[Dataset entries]
--- START ---
PR #1555, opened 2024-04-15
AUT-2393: Axios upgrade from 0.25.0 to 0.1.6.8

ayoshebby:
## What

Bumps [axios](https://github.com/axios/axios) from 0.25.0 to 1.6.8.

### Release notes:
**Bug Fixes**

- AxiosHeaders: fix AxiosHeaders conversion to an object during config merging (https://github.com/axios/axios/issues/6243) ([2656612](https://github.com/axios/axios/commit/2656612bc10fe2757e9832b708ed773ab340b5cb))
- import: use named export for EventEmitter; ([7320430](https://github.com/axios/axios/commit/7320430aef2e1ba2b89488a0eaf42681165498b1))
- vulnerability: update follow-redirects to 1.15.6 (https://github.com/axios/axios/issues/6300) ([8786e0f](https://github.com/axios/axios/commit/8786e0ff55a8c68d4ca989801ad26df924042e27))

### DIFF
--- a/package.json
+++ b/package.json
@@ -65,7 +65,7 @@
     "@otplib/core": "^12.0.1",
     "@otplib/plugin-base32-enc-dec": "^12.0.1",
     "aws-sdk": "^2.1356.0",
-    "axios": "^0.25.0",
+    "axios": "^1.6.8",
     "connect-redis": "^7.1.1",
     "cookie-parser": "^1.4.5",
     "copyfiles": "^2.4.1",
--- a/src/utils/http.ts
+++ b/src/utils/http.ts
@@ -10,7 +10,9 @@ import { ApiResponseResult } from "../types";
 import { HTTP_STATUS_CODES } from "../app.constants";
 import { ApiError } from "./error";
 
-const headers: AxiosRequestHeaders = {
+interface CustomAxiosRequestHeaders extends Partial<AxiosRequestHeaders> {}
+
+const headers: CustomAxiosRequestHeaders = {
   Accept: "application/json",
   "Content-Type": "application/json; charset=utf-8",
   "Access-Control-Allow-Credentials": "true",
--- a/src/utils/error.ts
+++ b/src/utils/error.ts
@@ -9,8 +9,8 @@ export class BadRequestError extends Error {
 
 export class ApiError extends Error {
   private status?: number;
-  private data?: string;
-  constructor(message: string, status?: number, data?: string) {
+  private data?: unknown;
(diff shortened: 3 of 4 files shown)


src/assets/javascript/cookies.js
```diff
@@ -70,7 +70,7 @@ var cookies = function (trackingId, analyticsCookieDomain) {
       setCookie(
         COOKIES_HISTORY_LENGTH,
         window.history.length
-        );
+      );
```
BeckaL, line 73: could we get rid of these unrelated changes from this commit?

src/utils/http.ts
```diff
@@ -97,7 +97,7 @@ export class Http {
       apiError = new ApiError(
         error.message,
         error.response.status,
-        error.response.data
+        error.response.data as string
```
BeckaL, line 100: Could you add some info into the commit message as to why we need this change? Is this an axios bump thing?

BeckaL (commented):
Could we reword the commit to remove the WIP comment? Also, what's our rollout plan, are we going to pause the pipeline?

package.json
```diff
@@ -65,7 +65,7 @@
     "@otplib/core": "^12.0.1",
     "@otplib/plugin-base32-enc-dec": "^12.0.1",
     "aws-sdk": "^2.1356.0",
-    "axios": "^0.25.0",
+    "axios": "^0.28.0",
```
mattvot, line 68: Is it possible to upgrade this to the latest `axios` version, currently `1.6.8`?

src/utils/http.ts
ayoshebby: There was a failure in the pre-merge checks regarding of error on that line:

`Argument of type 'unknown' is not assignable to parameter of type 'string'.
`
Only seems to come up when axios is upgraded. 

I've now bumped the version to 1.6.8, and that error no longer exists

package.json
ayoshebby: I've updated the version to 1.6.8 now, looks good asides from a change required in the https.ts file where it was enforcing to implement the full AxiosHeader properties

mattvot (commented):
Looking good. Just trying to assess if any more changes are required / we're not going to have hidden issues around. I've one suggestion for the moment.

mattvot (approved):
Just ran through some smoke testing and seen the flows work when targeting the build env. Approved.

mattvot (approved):

BeckaL (approved):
--- END ---
YOUR ASSIGNMENT: Find the word "utils" in the data and show each line that holds it.

ANSWER TO THE PROBLEM:
--- a/src/utils/http.ts
+++ b/src/utils/http.ts
--- a/src/utils/error.ts
+++ b/src/utils/error.ts
src/utils/http.ts
src/utils/http.ts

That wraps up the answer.